** Opening Record extracts block **

PR #3580, opened 2021-04-09
Fixed dropdown-item overlapping dropdown-menu border in active and hover state

78wesley:
Fixed dropdown-item overlapping dropdown-menu border in active and hover state

Dropdown-item overlapped the dropdown-menu when the state active and hover are used on the dropdown-item.
the border-radius is added for the first and last dropdown-item so the round edges looks awesome.

**From:**
Hover state & Active state
image

**To:**
Hover state & Active state
image

### DIFF
--- a/dist/css/adminlte.css
+++ b/dist/css/adminlte.css
@@ -3459,19 +3459,19 @@ input[type="button"].btn-block {
 }
 
 div.dropdown-menu a.dropdown-item:first-child:hover {
-  border-radius: .25rem .25rem 0 0;
+  border-radius: 0.25em 0.25em 0 0;
 }
 
 div.dropdown-menu a.dropdown-item:first-child:active {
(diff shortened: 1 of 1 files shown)


danny007in:
do in scss

`npm install`
and
`npm run dev`

run in command prompt

once check https://github.com/ColorlibHQ/AdminLTE/blob/master/.github/CONTRIBUTING.md

also check some PR(Pull Request)

REJack:
That's already builtin with an extra class.

> To get a bigger dropdown menu you can add .dropdown-menu-lg or .dropdown-menu-xl to .dropdown-menu. You can also get the legacy dropdown offset with adding .dropdown-legacy to .main-header.

REJack:
Oh I missread 🤣

danny007in:
cleared in https://github.com/ColorlibHQ/AdminLTE/issues/3581

PR #3594, opened 2021-04-13
added initial files setup

lhaynes96:


danny007in:
add only initial files not dist

PR #3635, opened 2021-04-26
upd

axelcuaxilo:


danny007in:
i think so ur beginner
check https://github.com/ColorlibHQ/AdminLTE/blob/master/.github/CONTRIBUTING.md

PR #3694, opened 2021-05-15
Fix overflow style on info-box-content class.

Shidersz:
Currently, if the tittle or description of an `info-box` widget is too long, there is an overflow issue, as shown on next image:

info-box-overflow

This PR fix that issue adding the `overflow:hidden` property to the `info-box-content` class to solve that issue, as shown on next image:

info-box-no-overflow

However, note that ellipsis are used when text overflows, mainly because inner elements have the `text-overflow: ellipsis;`  and `white-space: nowrap;` properties, as shown next:

```css
.progress-description,
.info-box-text {
    display: block;
    overflow: hidden;
    text-overflow: ellipsis;
    white-space: nowrap;
}
```

We can also remove those properties, to get a long description or title spawn over multiple lines, but I'm not sure if that one is the desired effect. Check next image for an example:

info-box-wrap

### DIFF
--- a/build/scss/_info-box.scss
+++ b/build/scss/_info-box.scss
@@ -48,6 +48,7 @@
     line-height: 1.8;
     flex: 1;
     padding: 0 10px;
+    overflow: hidden;
   }
 
   .info-box-number {


danny007in:
just add `text-truncate` in scss

Shidersz:
@danny007in Add `text-truncate` to what element, can you give some details?

REJack:
I like the fix, also `.progress-description` & `.info-box-text` have already the style like `text-truncate` has. `text-truncate` doesn't do the trick, @Shidersz found the correct fix for this.

Issue #3716, opened 2021-05-22
[BUG] Control Sidebar do not work when using data-controlsidebar-slide="false"


Shidersz:
**Describe the bug**
The control sidebar do not show when using `data-controlsidebar-slide="false"` as documented [here](https://adminlte.io/docs/3.1//javascript/control-sidebar.html)

**To Reproduce**
1. On a local environment, edit `index.html` demo example.
2. Then replace the control sidebar toggle button definition by next one.
    ```html
    <li class="nav-item">
      <a class="nav-link" data-widget="control-sidebar" data-controlsidebar-slide="false" href="#" role="button">
         <i class="fas fa-th-large"></i>
       </a>
    </li>
    ```

**Expected behavior**
The control sidebar should overlay the content-wrapper without the slide animation.

**Video**
You can see the issue on the next video.

https://user-images.githubusercontent.com/63609705/119242222-85a6eb80-bb32-11eb-95b2-43f976543da1.mp4

**Environment (please complete the following information):**
- AdminLTE Version: v3.1.0
- Operating System:  Linux Mint 20.1
- Browser (Version): Firefox (Latest)

**Additional context**

On the video you could note the class `.control-sidebar-open` is added to the body tag, but the `display: block` style added by that class to the `.control-sidebar` is filtered out, as shown on next image:

![Screenshot from 2021-05-22 19-09-55](https://user-images.githubusercontent.com/63609705/119242255-cc94e100-bb32-11eb-9ff3-f36250c33361.png)

REJack:
fixed with d2e2987a5fdb36151e0f2c90dd1f9b476e33309b

PR #3717, opened 2021-05-22
Fix control sidebar when not using the slide animation

dfsmania:
This PR includes a fix to the control sidebar when using the `data-controlsidebar-slide="false"` option. Related to issue #3716 

You can see it working on next video:

https://user-images.githubusercontent.com/63609705/119242705-98232400-bb36-11eb-92e4-d7df1fda8eea.mp4

Also `index3.html` demo page was modified to include that option, so it is easy to test on the future.

### Alternative Solution.

Instead of changing the `ControlSidebar.js`, we can change style of `.control-sidebar-open` class in `_control-sidebar.scss` to add `display: block !important` instead of just `display: block`, as shown next:

```scss
// Control sidebar open state
.control-sidebar-open {
  .control-sidebar {
    display: block !important;   /* HERE */

    &,
    &::before {
      right: 0;
    }
  }

  &.control-sidebar-push,
  &.control-sidebar-push-slide {
    .content-wrapper,
    .main-footer {
      margin-right: $control-sidebar-width;
    }
  }
}
```

So, let me know what solution is better...

### DIFF
--- a/build/js/ControlSidebar.js
+++ b/build/js/ControlSidebar.js
@@ -97,6 +97,7 @@ class ControlSidebar {
       })
     } else {
       $body.addClass(CLASS_NAME_CONTROL_SIDEBAR_OPEN)
+      $(this._config.target).show()
     }
 
     this._fixHeight()
--- a/index3.html
+++ b/index3.html
@@ -155,7 +155,7 @@
         </a>
       </li>
       <li class="nav-item">
-        <a class="nav-link" data-widget="control-sidebar" data-slide="true" href="#" role="button">
+        <a class="nav-link" data-widget="control-sidebar" data-controlsidebar-slide="false" href="#" role="button">
           <i class="fas fa-th-large"></i>
         </a>
       </li>


danny007in (approved):

Shidersz:
@danny007in I'm going to replace the old `data-slide="true"` option by `data-controlsidebar-slide="true"` on all the demo pages. Is that ok?

danny007in:
> 
> 
> @danny007in I'm going to replace the old `data-slide="true"` option by `data-controlsidebar-slide="true"` on all the demo pages. Is that ok?

No
 it will become braking change

Shidersz:
But `data-slide="true"` won't have any effect now. The `ControlSidebar.js` plugin only read the option `data-controlsidebar-slide`. What's the sense to keep old usage on all the examples?

Shidersz:
> @danny007in I'm going to replace the old `data-slide="true"` option by `data-controlsidebar-slide="true"` on all the demo pages. Is that ok?

I have these changes ready. @REJack please tell me if these replacements are needed...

** Closing Record extracts block **

Work instructions: Go through the entries above and count the lines containing the string "false". Give only that number.

Output: 5